PR #199, opened 2026-07-24
Agents/comment style

spencervenancio:
I noticed that my agent was using comments too much like agentic memory. This PR adds a line to `AGENTS.md` and cleans up some specific comments, restoring them to the proposed convention.


annawoodard (commented):
omgggg love this i'm adding it to my agents. every time i read something like that i'm annoyed but hadn't gotten around to fixing it yet. thanks spencer 😄

annawoodard (approved):

PR #201, opened 2026-07-27
Merge UFAST-direct vessels into the HR skeleton as the pipeline's UChicago output

SBose-12:
## Summary
- Runs the frozen vessel model + TC4D over UFAST phases directly (not just via HR),
  so vessels the HR route misses can be recovered from UFAST's own signal.
- Merges the two TC4D skeletons with an HR-authoritative policy: every HR-mapped
  voxel is always kept; a UFAST-direct voxel only adds new coverage if it isn't
  already near an HR voxel (proximity match, not exact-voxel equality — see
  `preprocessing/merge.py` module docstring) and it clears a component-size or
  contrast-kinetics filter. This is the mechanism that prevents the merge from
  double-drawing the same vessel when both routes pick it up slightly offset.
- Promotes this from an `analysis/` exploration script into `preprocessing/pipeline.py`
  as first-class `infer`/`tc4d`/`map` stages — the merged skeleton is now the
  pipeline's default centerlines output, with the pure HR-only skeleton preserved
  alongside (`*_skeleton_4d_exam_mask_hr_only.npy`) so nothing is silently discarded.
- Fixes a bug in the earlier exploratory merge where HR-only voxels could be
  silently dropped by TC4D's own cleanup pass, contradicting the "HR is
  authoritative" policy.
- Wires up `write_temporal_mip` (a skeleton-free UFAST MIP, previously dead code)
  into `qc_case` and documents the merge step, required UFAST route, and new
  per-case output files in `preprocessing/README.md`.


annawoodard (approved):
Sarit, this is really strong final integration work. You’ve taken the exploratory HR/UFAST work and turned it into a documented production pipeline while preserving the HR-only result and recording the source of the merged voxels. The HR-authoritative, UFAST-additive policy is clear, and the temporal MIP is a useful QC addition. I only found two substantive issues before merging.

First, please update the production cohort runner to match the new two-route contract. infer_case now records hr_phases and ufast_phases, but preprocessing/run_cohort.py still reads inference["phases"], so it’ll fail when checking a completed case for resubmission. Its TC4D, mapping, and QC checks also recognize only the old HR-only artifacts, so they can incorrectly skip a case that’s missing the UFAST TC4D result, merge provenance, preserved HR-only output, or temporal MIP. Please also bump the preprocessing policy from v5 to v6 so existing HR-only v5 outputs can’t be silently reused. Finally, the actual cohort Slurm scripts under slurm/run_paired_preprocessing_* still have four-hour GPU and eight-hour CPU limits. Those are the production entry points and should receive the increased limits, especially since UFAST TC4D alone is documented as needing about 11.5 hours. 

Second, the confirmed_both provenance label currently uses merged_skeleton & confirmed_ufast_mask. Because proximity-confirmed UFAST voxels are intentionally left out of the merged mask in favor of the authoritative HR coordinates, this labels mostly exact overlaps rather than the documented two-voxel proximity agreement. Please label the HR voxels that are near the UFAST mask instead. This doesn’t change the merged result; it just makes the provenance counts and QC colors accurately represent the merge policy.

This is an impressive amount of careful work, especially the transition from exploratory analyses to a reproducible pipeline!

To keep things moving I'm approving rather than requiring another review iteration, please merge as soon as the above two items are addressed

PR #202, opened 2026-07-27
Matlab translated skeleton addition

SBose-12:
## Summary
- Adds a new `complement` pipeline stage that runs a third, independent vessel
  source — a Python port of the lab's MATLAB SegVessel/Jerman vesselness
  pipeline (`segmentation/matlab_vessel_segmentation`, ported from
  `matlab-conv-2/vessel_pipeline`) — on top of the HR+UFAST merged skeleton.
- Additive-only, same "never override" contract as `preprocessing/merge.py`: a
  MATLAB-route voxel already near the merged skeleton is "confirmed" and
  calibrates a quality gate (enhancement + Jerman vesselness percentile vs.
  the confirmed voxels' own values); a MATLAB-route voxel far from the merged
  skeleton is only added if it clears that gate, sits interior to the breast
  mask, and belongs to a large-enough connected component. Validated in
  `matlab-conv-2/vessel_pipeline/complement_filter.py` across 6 UChicago exams
  (97-640 added voxels/exam, ~0% within 2 voxels of the breast-mask boundary).
- Fixes a geometry bug found in review: `SegVessel`'s internal HR→UFAST-grid
  step (`imresize3_nearest`) is a shape-based nearest resize that assumes
  identical in-plane pixel spacing between the HR and UFAST grids — false in
  this pipeline, since UFAST is resampled onto a 1-mm isotropic grid while
  native HR is finer. `preprocessing/complement.py`'s `_load_hr_subtraction`
  now resamples the HR subtraction volume onto the UFAST grid first, using the
  same `DicomGeometry`-driven physical mapping every other HR↔UFAST step in
  this codebase already uses, so `SegVessel`'s internal resize becomes a
  same-shape no-op instead of a silent misalignment.
- `<exam_id>_skeleton_4d_exam_mask.npy` (the file every downstream consumer
  reads) becomes the complemented skeleton once `complement` runs; the
  pre-complement HR+UFAST merge is preserved alongside as
  `<exam_id>_skeleton_4d_exam_mask_hr_ufast_merge_only.npy`, and per-case stats
  land in `complement_provenance.json` — same "never silently discard"
  pattern the merge step already uses.
- Documents the new stage, its CLI usage, and its output files in
  `preprocessing/README.md`.


annawoodard (approved):
Sarit, this is extremely impressive work! You didn’t just translate the MATLAB vessel pipeline: you integrated it into Vanguard, found and fixed the HR-to-UFAST geometry problem, designed an additive quality gate, and repeatedly challenged the result with controls that could actually falsify it. I’m especially impressed that you caught the contaminated percentile sweep, reran it against the correct pre-complement baseline, tested both real and synthetic motion, and documented where the method still finds ambiguous boundary-like structures. The way you followed unexpected results instead of defending the first implementation is exactly what good research looks like.

I found one substantive downstream issue to fix. complement_case updates the canonical centerline mask but leaves the corresponding support mask unchanged. I checked eight completed cases, and 48-75% of the newly added complement voxels fall outside the saved support mask. The graph pipeline can repair containment by adding those centerline voxels to the support mask, but radius and caliber features will then treat the additions as essentially one-voxel-wide rather than using the vessel width estimated by SegVessel. Please propagate support for the accepted complement branches as well. SegVessel already returns vmask, so I’d restrict that vessel region to the accepted branches and union it into the existing support mask when writing the complemented result. This doesn’t undermine the complement selection or topology results; it makes the saved representation internally consistent and prevents misleading caliber features.

We also need to acknowledge the intellectual and methodological provenance clearly. This implementation extends Zhen’s code, which itself builds on the Wu et al. paper she emailed us. Please cite both Zhen and the Wu et al. paper in the module and function docstrings around the translated MATLAB implementation, and add both citations to the top-level repository README. The current references to the lab’s MATLAB pipeline and the standalone validation workspace aren’t sufficient attribution for the underlying method.

Once those two issues are addressed, please merge. This is an incredible amount of thoughtful and scientifically careful work!!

## What you are asked to do
Please make an exact copy of the lines above from the line with "route, and new" through the line with "This is an impressive", both ends included.

## Reply to the task
  into `qc_case` and documents the merge step, required UFAST route, and new
  per-case output files in `preprocessing/README.md`.


annawoodard (approved):
Sarit, this is really strong final integration work. You’ve taken the exploratory HR/UFAST work and turned it into a documented production pipeline while preserving the HR-only result and recording the source of the merged voxels. The HR-authoritative, UFAST-additive policy is clear, and the temporal MIP is a useful QC addition. I only found two substantive issues before merging.

First, please update the production cohort runner to match the new two-route contract. infer_case now records hr_phases and ufast_phases, but preprocessing/run_cohort.py still reads inference["phases"], so it’ll fail when checking a completed case for resubmission. Its TC4D, mapping, and QC checks also recognize only the old HR-only artifacts, so they can incorrectly skip a case that’s missing the UFAST TC4D result, merge provenance, preserved HR-only output, or temporal MIP. Please also bump the preprocessing policy from v5 to v6 so existing HR-only v5 outputs can’t be silently reused. Finally, the actual cohort Slurm scripts under slurm/run_paired_preprocessing_* still have four-hour GPU and eight-hour CPU limits. Those are the production entry points and should receive the increased limits, especially since UFAST TC4D alone is documented as needing about 11.5 hours. 

Second, the confirmed_both provenance label currently uses merged_skeleton & confirmed_ufast_mask. Because proximity-confirmed UFAST voxels are intentionally left out of the merged mask in favor of the authoritative HR coordinates, this labels mostly exact overlaps rather than the documented two-voxel proximity agreement. Please label the HR voxels that are near the UFAST mask instead. This doesn’t change the merged result; it just makes the provenance counts and QC colors accurately represent the merge policy.

This is an impressive amount of careful work, especially the transition from exploratory analyses to a reproducible pipeline!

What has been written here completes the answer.